WELLINGTON – Italy started stirring Monday, with millions allowed back to work as Europe’s longest coronavirus lockdown started easing, while the U.S. took halting steps to lift some restrictions even as tens of thousands of new cases were reported daily.

In Washington, the Senate convened for the first time since March. The Supreme Court heard arguments by telephone and allowed the world to listen in live — for the first time ever.

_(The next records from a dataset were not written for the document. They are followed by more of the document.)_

PR #389, opened 2020-03-10
fix: source handling with remoteRoot

### LINKED ISSUE #383: Node Debug not working via Docker Container
## Desc 
When using `pwa-node` locally it works fine, however using `pwa-node` via docker it fails to bound a breakpoint.

## Steps (Docker)
- Clone https://github.com/jasonwilliams/nextjs9-typescript-server-vscode-example
- npm install
- docker-compose up
- in VSCode "launch server (Docker)" debugger
- add a breakpoint in server/index.ts (line 12 const expressApp = express())
- it should say unbound breakpoint

## Steps local
- Clone https://github.com/jasonwilliams/nextjs9-typescript-server-vscode-example
- npm install
- docker-compose up
- in VSCode "launch server" debugger
- add a breakpoint in server/index.ts (line 12 const expressApp = express())
- it will work.

## Trace
https://gist.github.com/jasonwilliams/a185ee98ce15d9773a47dd688a867dc4
The mapping seems correct.

connor4312:
Fixes #383. There were a two things that caused issues attaching to
remote processes:

1. We requested sourcemaps from their remote location, which doesn't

Dozens in Florida waited before sunrise for the 7 a.m. opening of Clearwater Beach. And a shuttered pork processing plant in South Dakota took its first steps toward reopening after more than 800 employees were infected with the coronavirus.

In Louisiana, state lawmakers were restarting their legislature — but feuded over whether they should return at all.

Political battles have become increasingly embedded in U.S. coronavirus policy. Republican Louisiana legislators irritated by Democratic Gov. John Bel Edwards’ decision to extend the state's stay-at-home order through May 15 were eager to return to work.

Democrats saw things differently: “It could be a devastating blow to the strides made and to the safety of our residents, our staff and members if we returned to business as usual prematurely,” Democratic leaders wrote in a letter.

The moves to open U.S. states came even as the country's one-day death toll stood at 1,313 with more than 25,500 confirmed new infections, according to a Sunday count by Johns Hopkins University. The real numbers are likely significantly higher.

Governments around the world have reported 3.5 million infections and more than 253,000 deaths as of Monday, including more than 68,000 dead in the United States, according to Johns Hopkins University. Deliberately concealed outbreaks, low testing rates and the severe strain the disease has placed on health care systems mean the true scale of the pandemic is undoubtedly much greater.